PR #494, opened 2022-11-04
update Writer timestamps documentation

dbkeitel:
@rodrigo-tenorio here's the documentation update I had forgotten to commit in #492

### DIFF
--- a/pyfstat/make_sfts.py
+++ b/pyfstat/make_sfts.py
@@ -185,13 +185,16 @@ class Writer(BaseSearchClass):
             for reproducibility.
         timestamps: str or dict
             Dictionary of timestamps (each key must refer to a detector),
-            list of timestamps (`detectors` should be set),
+            a single list of timestamps
+            (will be replicated for all detectors; `detectors` must be set),
             or comma-separated list of per-detector timestamps files
             (simple text files,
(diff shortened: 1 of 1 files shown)


pyfstat/make_sfts.py
```diff
@@ -185,13 +185,16 @@ def __init__(
...
             or comma-separated list of per-detector timestamps files
             (simple text files,
             comments must use `%`,
             the first column is interpreted as SFT start times
-            and additional columns are ignored)
-            WARNING: In that last case, order must match that of `detectors`!
+            and additional columns are ignored;
+            `detectors` must be set,
+            and the length and order must match).
+            Timestamps must be integers.
```
Rodrigo-Tenorio, line 197:
```suggestion
            Timestamps must be integers;
            otherwise, will be implicitly cast by this method and MFDv5.
```

Rodrigo-Tenorio: Justification: It's going to work with floats anyways.

Rodrigo-Tenorio (changes requested):
It works with non-integers, so doesn't "Must".

Rodrigo-Tenorio (approved):

PR #495, opened 2022-11-04
pin lalsuite==7.11

dbkeitel:
Lalsuite 7.11 (including lalpulsar 5.2.0) came out today, and we'll likely put in at least one feature before our next release requiring functions added in that release. Next, we expect the backwards-incompatible release (with bump to lalpulsar 6.0.0 and probably (but not sure) to lalsuite 8.0) which we do _not_ want to have our CI or users pull in as upgrades automatically, so we want to pin <= that. (see #481)

We could try `lalsuite>=7.11,<8.0` but since we're not entirely sure of the next version's number, we can just go with `==7.11` for now and, if another backwards-compatible release happens first, rebump in a minor release from our side.

Conda to be done separately, as usual.

### DIFF
--- a/etc/pyfstat-dev.yml
+++ b/etc/pyfstat-dev.yml
@@ -15,7 +15,7 @@ dependencies:
   - attrs
   - corner
   - dill
-  - lalpulsar >=5.0.0
+  - lalpulsar >=5.0.0,<6.0.0
   - matplotlib-base >=2.1
   - numpy
   - pathos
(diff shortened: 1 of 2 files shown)


dbkeitel:
Also did [python-]lalpulsar >=5.2.0,<6.0 in pyfstat-dev.yml - will use that as a test case in advance of the actual conda recipe, which is maintained post-release over at the feedstock.

This branch not to be merged until after we actually make use of the 5.2.0 features, of course. If we end up bumping those to a later release, we can do max-pins only instead.

dbkeitel:
> until after we actually make use of the 5.2.0 features, of course. If we end up bumping those to a later release, we can do max-pins only instead.

Features (specifically XLAL[Copy/Create]MultiNoiseWeights) not used yet, so only added max-pins for upcoming release.

Rodrigo-Tenorio (approved):

PR #496, opened 2022-11-07
add sphinx_autodoc_defaultargs and update to sphinx 5.3.0

dbkeitel:
A feature I've been subconsciously missing for a long time, and only now found out there's a module for it.
Screenshot_20221107_092503

The `rst_prolog` stuff in the config comes from [their "Usage" recommendation](https://github.com/zwang123/sphinx-autodoc-defaultargs/blob/e3e4a123380ca54b7052571d0b2ac2f27fed2af3/README.md#usage) and seems to be called a "substitution rule" in sphinx lingo.

### DIFF
--- a/docs/source/conf.py
+++ b/docs/source/conf.py
@@ -38,6 +38,7 @@ extensions = [
     "sphinx_rtd_theme",
     "sphinx.ext.autodoc",
     "sphinx.ext.napoleon",  # https://github.com/tox-dev/sphinx-autodoc-typehints/issues/15
+    "sphinx_autodoc_defaultargs",  # should be loaded after napoleon
     "sphinx_autodoc_typehints",  # Must import napoleon before typehints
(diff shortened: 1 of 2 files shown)


Rodrigo-Tenorio:
See the following unexpected side effect: Those red labels weren't there at all before this change.

Off-line communication suggests that maybe we need to use sub-modules.

Screenshot from 2022-11-07 11-51-08

dbkeitel:
> See the following unexpected side effect: Those red labels weren't there at all before this change.

New sphinx 5.2.0 default behaviour. It seems there's no global way to disable it, and in general it's a nice feature. [This](https://www.sphinx-doc.org/en/master/usage/restructuredtext/domains.html) describes how one can disable it per item (class/function/...).

Rodrigo-Tenorio (approved):

PR #498, opened 2022-11-07
officially support python 3.11

dbkeitel:
LALSuite on PyPI is available for it since 7.11 last week, so let's see if we pass.

PR #503, opened 2022-11-21
test_cli.py/Only actually test that INFO messages match

Rodrigo-Tenorio:
Previous version of the test case assumed that every single message would be INFO, which is generally not the case as exemplified in #498 .

This PR fixes that problem by comparing solely on `INFO` lines, which is the main test case of this test.


dbkeitel:
Thanks. I've rebased #498 on this and will merge both if it succeeds. The codecov uploader failed here, but never mind.

dbkeitel (approved):

PR #506, opened 2022-11-21
write_atoms_to_file: change header comments to %%

dbkeitel:
- match lalpulsar.write_MultiFstatAtoms_to_fp columns header line
 - so that e.g. np.genfromtxt() and hence pyfstat.utils.read_txt_file_with_header() work on these files without getting confused by inconsistent comments markers

@itsluanayall did you never run into that problem (numpy.genfromtxt complaining about inconsistent line lengths because it doesn't understand our own header lines having `#` and the one from lalpulsar having `%%`? Or asked the other way round, any scripts of yours that this change would break?

### DIFF
--- a/pyfstat/core.py
+++ b/pyfstat/core.py
@@ -1649,7 +1649,7 @@ class ComputeFstat(BaseSearchClass):
             plt.close()
         return ax
 
-    def write_atoms_to_file(self, fnamebase=""):
+    def write_atoms_to_file(self, fnamebase="", comments="%%"):
         """Save F-statistic atoms (time-dependent quantities) for a given parameter-space point.
 
         Parameters
@@ -1659,6 +1659,13 @@ class ComputeFstat(BaseSearchClass):
             `{fnamebase}_Fstatatoms_{dopplerName}.dat`
             where `dopplerName` is a canonical lalpulsar formatting of the
             'Doppler' parameter space point (frequency-evolution parameters).
+        comments: str
+            Comments marker character(s) to be prepended to header lines.
+            Note that the column headers line
+            (last line of the header before the atoms data)
+            is printed by lalpulsar, with `%%` as comments marker,
+            so (different from most other PyFstat functions)
+            the default here is `%%` too.
         """
         multiFatoms = getattr(self.FstatResults, "multiFatoms", None)
         if multiFatoms and multiFatoms[0]:
@@ -1667,7 +1674,7 @@ class ComputeFstat(BaseSearchClass):
             fnameAtoms = f"{fnamebase}_Fstatatoms_{dopplerName}.dat"
             fo = lal.FileOpen(fnameAtoms, "w")
             for hline in self.output_file_header:
-                lal.FilePuts(f"# {hline}\n", fo)
+                lal.FilePuts(f"{comments} {hline}\n", fo)
             lalpulsar.write_MultiFstatAtoms_to_fp(fo, multiFatoms[0])
             del fo  # instead of lal.FileClose() which is not SWIG-exported
         else:
--- a/tests/test_core.py
+++ b/tests/test_core.py
@@ -624,6 +624,7 @@ class TestComputeFstat(BaseForTestsWithData):
 
 @pytest.fixture
 def CFS_default_params():
+    # FIXME: `default_Writer_params` should be yet another fixture
     return {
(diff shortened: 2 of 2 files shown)


pyfstat/core.py
```diff
@@ -1649,7 +1649,7 @@ def plot_twoF_cumulative(
             plt.close()
         return ax
 
-    def write_atoms_to_file(self, fnamebase=""):
+    def write_atoms_to_file(self, fnamebase="", comments="%%"):
```
Rodrigo-Tenorio, line 1652: - [ ] Check whether empty strings are a problem

Rodrigo-Tenorio (changes requested):

itsluanayall:
Hi,

this change wouldn't break any of my scripts since I am using a fork of PyFstat in which I implemented the option to  `run_output_h5` (alternative to `run`), i.e. put the atoms in hdf5 format instead of text. In this method I don't use `write_atoms_to_file`.

In any case, from this change I suppose the only fix in the scripts one would need to do would be to use `comments="%"` instead of `comments=#` in `numpy.genfromtxt`.

dbkeitel:
Thanks @itsluanayall  and yes scripts reading the output txt files manually should use `comments="%"` after this patch, while they should actually have failed before.

@Rodrigo-Tenorio added a test, with shared fixture together with test_context_finalizer, which can later be expanded to cover more of core. Also uses the `tmp_path` fixture, which we could later use to get rid of most of our clunky test class inheritances. Sanity/style check please.

pyfstat/core.py
dbkeitel: As discussed: they're immutable so they shouldn't.

tests/test_core.py
```diff
@@ -682,6 +692,36 @@ def test_context_finalizer(tCWFstatMapVersion, transientWindowType, cleanup):
...
+    )
+    search.get_fullycoherent_detstat(**lambda_params)
+    atoms_orig = pyfstat.tcw_fstat_map_funcs.reshape_FstatAtomsVector(
+        search.FstatResults.multiFatoms[0].data[0]
+    )
+    atomsdir = tmp_path
+    search.write_atoms_to_file(os.path.join(atomsdir, "CFS"))
+    atomsfiles = [
+        os.path.join(atomsdir, f) for f in os.listdir(atomsdir) if "Fstatatoms" in f
+    ]
```
Rodrigo-Tenorio, line 708:
```suggestion
    atomsdir = str(tmp_path)
    search.write_atoms_to_file(os.path.join(atomsdir, "CFS"))
    atomsfiles = [
        os.path.join(atomsdir, f) for f in os.listdir(atomsdir) if "Fstatatoms" in f
    ]
```
`tmp_path` is a `Path` object, so you may want to cast it into string to avoid a headache.

Rodrigo-Tenorio: Otherwise, fully embrace `Path` and see if it works:
```suggestion
    atomsdir = tmp_path
    search.write_atoms_to_file(atomsdir ( "CFS")
    atomsfiles = [
        (atomsdir / f) for f in os.listdir(atomsdir) if "Fstatatoms" in f
    ]
```

Rodrigo-Tenorio (changes requested):
Separate review: `tmp_path` is not a string.

tests/test_core.py
dbkeitel: It still confuses me that they made this non-portable-looking syntax the portable default, but sure, let's go for it.

Fixed one `(` to `/`.

tests/test_core.py
```diff
@@ -638,14 +634,28 @@ def test_context_finalizer(tCWFstatMapVersion, transientWindowType, cleanup):
         "minCoverFreq": default_signal_params["F0"] - 0.1,
         "maxCoverFreq": default_signal_params["F0"] + 0.1,
     }
-    lambda_params = {
+
+
+@pytest.fixture
+def lambda_params():
```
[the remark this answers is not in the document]
dbkeitel: let's keep that for future test-suite cleanup

tests/test_core.py
Rodrigo-Tenorio: Careful: I'm not saying this will work, I'm saying this *may* work if our code doesn't require too much "stringness" from `Path` :wink:

PR #517, opened 2022-12-20
init_transient_fstat_map_features: upgrade cuda/device info from DEBUG to INFO

dbkeitel:
Lesson recently learned: why would one ever not want to know which GPU one was running on...


Rodrigo-Tenorio (approved):
Agree

PR #518, opened 2022-12-21
SFT specification v3 compatibility

### LINKED ISSUE #481: SFT-spec v3 compatibility

dbkeitel:
work in progress, will fix #481 when ready


dbkeitel:
This now passes both the test suite and examples locally with lalsuite-7.11.1.dev20230209. A proper lalsuite release should happen next week and then I can rerun the CI actions here.

@Rodrigo-Tenorio you could start having a look over the diff in the meantime.

dbkeitel:
Added error checks on Writer labels: now we fail ourselves if they're non-alphanumeric or too long.

dbkeitel:
Readthedocs fails with `Could not find a version that satisfies the requirement lalsuite>=7.13` while all other tests pass, maybe it uses some cached version of PyPI and will only recover later.

ready for review @Rodrigo-Tenorio

pyfstat/core.py
```diff
@@ -520,6 +520,8 @@ def _get_SFTCatalog(self):
             " with constraints {}.".format(self.sftfilepattern, ", ".join(constr_str))
         )
         self.SFTCatalog = lalpulsar.SFTdataFind(self.sftfilepattern, constraints)
+        if self.SFTCatalog.length == 0:
+            raise IOError("No SFTs found.")
```
Rodrigo-Tenorio, line 524: I just checkted [XLALSFTdataFind](https://lscsoft.docs.ligo.org/lalsuite/lalpulsar/_s_f_tcatalog_8c_source.html#l00068).
 
Is this here because XLALSFTdataFind does not check whether the final set of SFTs is non-empty? (It checks many other things, but not that one I'd say).

pyfstat/make_sfts.py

========================

Only the lines holding the string "empty" are needed; copy each of them from the material above.

Rodrigo-Tenorio, line 1652: - [ ] Check whether empty strings are a problem
Is this here because XLALSFTdataFind does not check whether the final set of SFTs is non-empty? (It checks many other things, but not that one I'd say).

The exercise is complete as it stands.